The yaml file above provides default configuration for each stream - telling sling to generate gzipped newline-delineated json files in google storage.

Under the streams section we list the tables we're interested in and also use the select subsection to list columns we want (you can actually flip to an denylist approach by listing columns you don't want to select with a - in front of them which looks a bit weird because you need a dash for the yaml format and a dash for the value. It can make it clearer if you wrap them in quotes:

select: # select /everything/ except the following:
  - "-password"
  - "-my_secret_column"

We can also use a custom sql query to limit what we send over. Imagine you have a table with millions of news articles but your customer only cares about the ones categorised as "tech":

streams:
  news_articles:
    mode: full-refresh
    sql: "SELECT * FROM news_articles WHERE category='tech'"

Configuring the Schedule

In the Gitlab Navigation tab under "Build" there should be a Pipeline Schedules button. Clicking that and then "New Schedule" should bring up a screen like this:

User interface for scheduling a new pipeline. Form includes fields for description, interval pattern selection (daily, weekly, monthly, or custom), cron timezone selection, target branch or tag selection, variable input, and an activation checkbox. Options to create pipeline schedule or cancel are provided at the bottom.

Here we can set our CI job to run on a recurring basis (if you're not comfortable using cron expressions, I recommend https://crontab.guru to help).

We need to provide values for each of the environment variables in our gitlab ci file above.

A tip for Google JSON key files: use the left-most dropdown to set a "File" variable - this takes the variable input value from the form, writes it to a file and sets the variable name to the path of the file. We can simply open up a json key file locally and copy and paste it's contents into the variable in this form.

Finally, once all the environment variables are set, we can save the schedule

User interface for editing a pipeline schedule. Form includes fields for description ('Sling test'), interval pattern selection (custom selected with '54 15 * * *' cron syntax), cron timezone (UTC 0), and target branch ('sling'). Variables section shows four filled entries for MYSQL_HOST, MYSQL_PASSWORD, GOOGLE_STORAGE_BUCKET, and GOOGLE_SECRET_JSON, with values obscured. An empty variable entry is available. Options to reveal values, toggle activation, save changes, or cancel are provided.

Managing Pipelines

Once you have saved your sync config you'll be able to see it in the pipelines view

You should be able to see when the job is next scheduled to run and you can click the play button to force it to run right away. Job logs show up in your CI pipelines tab as normal.

Tips for Managing Multiple Sync Targets

Now that we've found this pattern it's made life much easier (and cheaper).
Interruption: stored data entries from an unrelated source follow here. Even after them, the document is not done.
PR #1080, opened 2024-03-13
Fix enhanced remote context when multiple repos are added

### LINKED ISSUE #1081: bug: Adding multiple remote repos does not work as expected
### Installation Information

Any cody version with support for remote repos

### Describe the bug

When adding multiple repositories only context from last one is properly included

### Expected behavior

All remote repositories should be used

### Additional context

_No response_

pkukielka:
Fixes https://github.com/sourcegraph/jetbrains/issues/1081

## Changes

Previously when adding multiple repositories last one added was effectively overriding al the previous ones.
That was leading to lacking context and surprising behaviour depending on the order of the repos added.

## Test plan

Manual tests according to QA testing guide but with multiple repositories added, and enabling/disabling single repositories.

### DIFF
--- a/src/main/kotlin/com/sourcegraph/cody/context/ui/AddRepositoryDialog.kt
+++ b/src/main/kotlin/com/sourcegraph/cody/context/ui/AddRepositoryDialog.kt
@@ -61,11 +61,10 @@ class AddRepositoryDialog(
               val codebaseName =
                   runCatching { convertGitCloneURLToCodebaseNameOrError(text) }.getOrNull()
               codebaseName ?: return@custom false
-              val repo =
-                  RemoteRepoUtils.getRepository(project, codebaseName)
-                      .completeOnTimeout(null, 2, TimeUnit.SECONDS)
-                      .get()
-              repo != null
+              RemoteRepoUtils.getRepositories(project, listOf(codebaseName))
+                  .completeOnTimeout(null, 2, TimeUnit.SECONDS)
+                  .get()
+                  .isNotEmpty()
             }
 
     fun validateRepoNotAddedYet() =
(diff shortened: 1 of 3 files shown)


src/main/kotlin/com/sourcegraph/cody/context/ui/AddRepositoryDialog.kt
```diff
@@ -61,11 +61,10 @@ class AddRepositoryDialog(
...
               codebaseName ?: return@custom false
-              val repo =
-                  RemoteRepoUtils.getRepository(project, codebaseName)
-                      .completeOnTimeout(null, 2, TimeUnit.SECONDS)
-                      .get()
-              repo != null
+              RemoteRepoUtils.getRepositories(project, listOf(codebaseName))
+                  .completeOnTimeout(null, 2, TimeUnit.SECONDS)
+                  .get()
+                  .isNotEmpty()
```
mkondratek: nit: I guess it should be a singleton, right?

src/main/kotlin/com/sourcegraph/cody/context/ui/EnhancedContextPanel.kt
```diff
@@ -92,10 +92,10 @@ class EnhancedContextPanel(private val project: Project, private val chatSession
       } else {
         CodyAgentCodebase.getInstance(project).getUrl().thenApply { repoUrl ->
           val codebaseName = convertGitCloneURLToCodebaseNameOrError(repoUrl)
-          RemoteRepoUtils.getRepository(project, codebaseName)
+          RemoteRepoUtils.getRepositories(project, listOf(codebaseName))
               .completeOnTimeout(null, 15, TimeUnit.SECONDS)
-              .thenApply { repo ->
-                if (repo != null) {
+              .thenApply { repos ->
+                if (repos.isNotEmpty()) {
```
mkondratek: nit: what if it's `null`?

mkondratek (approved):
tested on 2023.3 - works 🚀

src/main/kotlin/com/sourcegraph/cody/context/ui/EnhancedContextPanel.kt
pkukielka: Fixed

src/main/kotlin/com/sourcegraph/cody/context/ui/AddRepositoryDialog.kt
pkukielka: Changes

PR #1086, opened 2024-03-14
Add instructions for updating cody version

pkukielka:
## Changes

Added a new doc section:

----------------------------------
## Updating Cody version

To upgrade Cody to the newer version you need to update the `cody.commit` hash in `gradle.properties`.
After doing that:

1. Run `git diff --name-status OLD_HASH..NEW_HASH -- agent`  
   It will print you a list of files changed between updates.  
   Changes in tests or bindings might require adjustments in the jetbrains codebase, so please inspect those carefully.
2. Check if the main features are working before sending it for the full QA.  
   Please pay special attention to areas with potential changes indicated by point 1):
    * autocomplete
    * chat
    * chat history
    * context fixes in chat responses
    * @-files in chat prompt
    * enhanced remote context
    * commands from context menu and commands tab
    * login / account switch

   You don't need to cover all corner cases and do a full QA, but make sure basic features still work.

I've written a python tool for automatically enabling and disabling groups of tables from our platform's schema en-masse so that we avoid manual issues.

For segregating client workloads you could have one repository per client or you could have one branch per client in the same project. The environment variable values are unique per schedule which means that it would be difficult to cross contaminate environments (unless you paste in different client's credentials during setup which would also be possible in any other situation if you are a bit gung-ho with your clipboard management).

We have branch protection rules on production/** and require a merge request and approval from an admin so that existing production sync configurations don't get accidentally overwritten.

Conclusion

Sling is a really powerful yet very lightweight tool for doing database data sync. It's been really great to be able to vastly simplify our company's data sync offering and stop having to set up expensive servers for every customer that needs this functionality. Hopefully this post is useful to others looking to try out sling. If you're interested in the tool check out their documentation, github page. The maintainer Fritz is very responsive and active when it comes to issues and the project discord chat so those are also great resources if you have any questions.